A variety of other companies are also preparing to take their places in Canada’s expanding cannabis sector. Some are purely recreational, while others are moving in from the medical side.

One of the world’s largest and fastest-growing cannabis companies, Aurora Cannabis, Inc. (TSX: ACB) (OTCQX: ACBFF) is preparing to expand from medical product sales into recreational uses. It recently finalized the largest acquisition in the history of the cannabis industry, with the purchase of over 95 percent of shares in CanniMed and plans to compulsorily obtain the rest. Having entered a supplier agreement with Shoppers Drug Mart, Aurora is in a position to effectively market the products of its expanded capacity.

Though still focused entirely on the medical side, Namaste Technologies (CNX: N) may well be showing the way forward for recreational brands. The company began as a cannabis e-commerce provider, with 32 sites in 20 countries. It is now working on a telemedicine portal that will connect cannabis-using patients with doctors. Such streamlined approaches let customers more easily obtain their cannabis, and may be only a matter of time before similar approaches are adopted by the recreational sector.

Emerald Health Therapeutics, Inc. (TSXV: EMH) (OTC: EMHTF) is one of several companies partnering with greenhouse farms ahead of the legalization of recreational cannabis.

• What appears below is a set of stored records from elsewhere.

PR #671, opened 2026-07-17
engine.renderer.requestFrame

funwithtriangles:
While working with the output window always open, I was noticing some stuttering in the output window, which wasn't happening in the preview canvas. It definitely got worse for more intense scenes, but was always much smoother in the preview canvas.

This was strange to me, because the preview canvas is actually copied pixels from the output window. The fps counter was always reporting a steady 60fps.

My theory on why this was happening is this:
- Each screen has its own refresh rate, even if they are both 60hz, they are not in sync
- We were using `window.requestAnimationFrame` for rendering, which was always tied to the window of the UI
- Once sending an output, we were rendering onto the output window while tied to the wrong window's refresh rate, causing some mismatch in when the render happens and the screen refreshes
- This wasn't always causing a visible issue, but at times when there was some drift away from the perfect frame rate, the output was suffering a lot more than the preview, which was always synced

The solution:
- Our engine's renderer now has a `requestFrame` method, rather than `window.requestAnimationFrame` 
- This is always making use of `outputWindow.requestAnimationFrame`, which is set based on whether we're sending to a separate window or not

This means that now when sending output, you may see stuttering in the preview canvas, which is the right place for that to happen, not what the audience sees! Maybe later we want an option to disable copying of pixels to the preview or throttle it to 30fps or something.

Probably needs some[ follow up work](https://github.com/nudibranchrecords/hedron/issues/672) but I'm merging for now due to visible improvements in stuttering

### DIFF
--- a/apps/desktop/src/renderer/windows.ts
+++ b/apps/desktop/src/renderer/windows.ts
@@ -10,6 +10,7 @@ export const sendOutput = (display: Display): void => {
 
   outputWin.document.write('<div style="width:100vw;height:100vh;"></div>')
   outputWin.document.body.style.margin = '0'
+  outputWin.document.body.style.background = '#222'
   outputWin.document.body.style.cursor = 'none'
 
   const { x, y } = display.bounds
@@ -21,7 +22,7 @@ export const sendOutput = (display: Display): void => {
   })
 
   setTimeout(() => {
-    engine.setOutput(outputWin.document.querySelector('div') as HTMLDivElement)
+    engine.setOutput(outputWin.document.querySelector('div') as HTMLDivElement, outputWin)
   }, 1000)
 }
 
--- a/packages/engine/src/HedronEngine/HedronEngine.ts
+++ b/packages/engine/src/HedronEngine/HedronEngine.ts
@@ -551,8 +551,8 @@ export class HedronEngine {
     return this.renderer.createCanvas(containerEl)
   }
 
-  public setOutput(container: HTMLElement) {
-    this.renderer.setOutput(container)
+  public setOutput(container: HTMLElement, outputWindow: Window) {
+    this.renderer.setOutput(container, outputWindow)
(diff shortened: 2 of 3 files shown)


apps/desktop/src/renderer/windows.ts
```diff
@@ -21,7 +22,7 @@ export const sendOutput = (display: Display): void => {
   })
 
   setTimeout(() => {
-    engine.setOutput(outputWin.document.querySelector('div') as HTMLDivElement)
+    engine.setOutput(outputWin.document.querySelector('div') as HTMLDivElement, outputWin)
```
funwithtriangles, line 25: When setting up the output window, wenow  also send a reference of the window object

packages/engine/src/HedronEngine/HedronEngine.ts
```diff
@@ -706,7 +706,7 @@ export class HedronEngine {
       }
 
       if (this.paused) {
-        requestAnimationFrame(loop)
+        this.renderer.requestFrame(loop)
```
funwithtriangles, line 709: No longer using the native `requestAnimationFrame`, so that the refresh rate is always tied to the output window

packages/engine/src/world/Renderer.ts
```diff
@@ -161,10 +164,20 @@ export class Renderer {
     this.aspectRatio = ratio
   }
 
+  /**
+   * Requests the next animation frame, making sure to match the refresh rate of the output window
+   * @param callback The function to call on the next animation frame.
+   */
+  public requestFrame(callback: () => void): void {
+    this.rafId = this.outputWindow.requestAnimationFrame(callback)
+    this.frameCallback = callback
```
funwithtriangles, line 173: We need to hold on to `rafId` and `frameCallback` so we can cancel/restart the loop when needed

These partnerships will provide an economic boost to struggling farmers while giving cannabis companies access to experienced horticultural staff and more flexibility in their growing capacity as the market expands.

Other sorts of partnerships will also help the industry to grow. The Supreme Cannabis Company, Inc. (TSXV: FIRE) (OTC: SPRWF) is setting up a series of supply agreements with companies such as BlissCo, in which it holds a 10 percent ownership stake. This provides an outlet for 7ACRES, a Supreme subsidiary that the company is developing into a leading cannabis cultivator.

Any company entering the cannabis market will face plenty of competition, with companies expanding their growing capacity and developing new technologies, partnerships and business practices. Only those who can successfully manage the licensing processes will be able to make the most of these advances, and so ensure their place in the new recreational market.